PSICOBIOLOGIA

Enciclopedia Italiana - V Appendice (1994)

PSICOBIOLOGIA

Alberto Oliverio

(App. IV, III, p. 86)

La p. o biologia del comportamento è una disciplina ibrida, che rappresenta il punto d'incontro di diverse discipline e tradizioni sperimentali: l'anatomia del sistema nervoso, la neurofisiologia, la farmacologia biochimica, la genetica e neurobiologia molecolare e infine lo studio del comportamento. Da un'interazione di queste discipline nasce un approccio di tipo riduzionista al comportamento, approccio che ovviamente non può essere considerato esauriente ma rappresenta uno dei più attuali livelli di lettura del comportamento, quello di tipo biologico-evoluzionista.

Sviluppi tecnici. - Lo sviluppo della p. è stato possibile grazie alla disponibilità di tecniche che hanno consentito di registrare l'attività elettrica cerebrale, mediante elettrodi disposti sulla superficie cranica o a contatto con aree o superfici profonde del cervello (Berger 1929), l'attività dei singoli neuroni, spingendo sottili elettrodi dentro le cellule nervose, i potenziali elettrici a livello delle singole sinapsi o ''giunzioni'' nervose (Fatt e Katz 1951), i potenziali di azione (correlandoli con le variazioni ioniche del sodio o del potassio a livello della fibra nervosa: Cole e Curtis 1939), sino alle complicate misurazioni delle variazioni di corrente di un singolo canale del sodio a livello della membrana nervosa (tecnica del patch clamp: Sakmann e Neher 1983).

Sono state inoltre messe a punto tecniche che hanno permesso di stimolare con elettrodi delle aree nervose (Hess 1954) o singole cellule, di somministrare, attraverso microcannule, sostanze chimiche in aree specifiche del cervello e di estrarne metaboliti per valutare le variazioni funzionali (tecnica della push-pull cannula: Stein e Wise 1971).
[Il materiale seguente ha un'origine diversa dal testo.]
PR #1, opened 2017-11-13
Should use admin to run acceptance test

yongfengdu:
And remove the || true, otherwise, the FAIL will be ignored


kiwik:
Looks good to me, thank you. @yongfengdu

liu-sheng:
LGTM +1

PR #3, opened 2017-11-28
Fix the pike/mitaka acc test issue

yongfengdu:
Use admin to run tests
Remove the |true debug setting
Adjust the test cases


kiwik:
LGTM, thank you.

PR #5, opened 2017-11-30
Use init-test as all jobs parents

kiwik:
Using init-test jobs to ensure workspace exist in pre,
and copy log files on node in post.


liu-sheng:
looks good to me +1

PR #7, opened 2017-12-04
Set OS_IDENTITY_API_VERSION=3 in Mitaka jobs

kiwik:
The default value of OS_IDENTITY_API_VERSION is 2.0 in Mitaka devstack,
but V2.0 API of keystone will be deprecated in the future, test against
V3 API of keystone in jobs to keep it ok.


liu-sheng:
LGTM +1

PR #9, opened 2017-12-04
Set OS_AUTH_URL point to v3 URL in Mitaka jobs

kiwik:
The default value of OS_AUTH_URL looks like http://localhost:5000/v2.0,
set it point to v3 URL in Mitaka jobs http://localhost:5000/v3


liu-sheng:
LGTM +1

PR #10, opened 2017-12-05
Add OS_DOMAIN_NAME option for Mitaka jobs

kiwik:
We use Keystone V3 API in all the jobs, so OS_DOMAIN_NAME is back


liu-sheng:
LGTM +1

PR #11, opened 2017-12-07
Add Gophercloud Acc test with Telefonica cloud

liu-sheng:


liu-sheng:
quickly merging for testing

PR #17, opened 2018-01-23
Clean the useless files collection tasks

liu-sheng:
We don't need to collect tox, testr related logs.


liu-sheng:
have tested this, please see: https://github.com/liu-sheng/gophercloud/pull/9

kiwik:
Thank you, looks good.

Le recenti tecniche ''non invasive'', inoltre, permettono di esplorare nell'organismo vivente l'anatomia del cervello attraverso l'associazione di tecniche radiologiche e informatiche (Tomografia Assiale Computerizzata o TAC: Hounsfield 1973, Cormack 1973), di visualizzare aree cerebrali e di misurarne il metabolismo in vivo con la tecnica della tomografia a emissione di positroni, basata sull'uso di sostanze marcate con isotopi radioattivi (PET: Phelps e coll. 1982; Sokoloff 1984). Bisogna anche ricordare la tecnica basata sulla visualizzazione a Risonanza Magnetica Nucleare (NMR: Lauterbur 1973), che non si basa né sull'uso di raggi X, come la TAC, né sull'uso di radioisotopi come la PET, e non sottopone quindi l'organismo a fonti di radiazioni. Vanno inoltre ricordate le tecniche di neuroanatomia, l'uso di metodiche di biochimica e di neurobiologia molecolare e infine la messa a punto di metodi per lo studio del comportamento animale in situazioni di laboratorio e nell'ambiente naturale. L'insieme di tutte queste tecniche ha reso possibile un approccio riduzionista allo studio del sistema nervoso e del suo funzionamento.

Vantaggi e problemi connessi a un approccio comparato. - Dal punto di vista di un inquadramento evoluzionistico, le ricerche in ambito psicologico si fondano su uno studio comparato del sistema nervoso e su un approccio tra struttura e funzione che tiene conto di un inquadramento tracciato anni or sono da J.W. Papez (1937) e da P.D. MacLean (1955), sostenitori di una concezione del sistema nervoso in cui le funzioni emotive o viscerali sono separate, e in modo abbastanza netto, da quelle cognitive o corticali.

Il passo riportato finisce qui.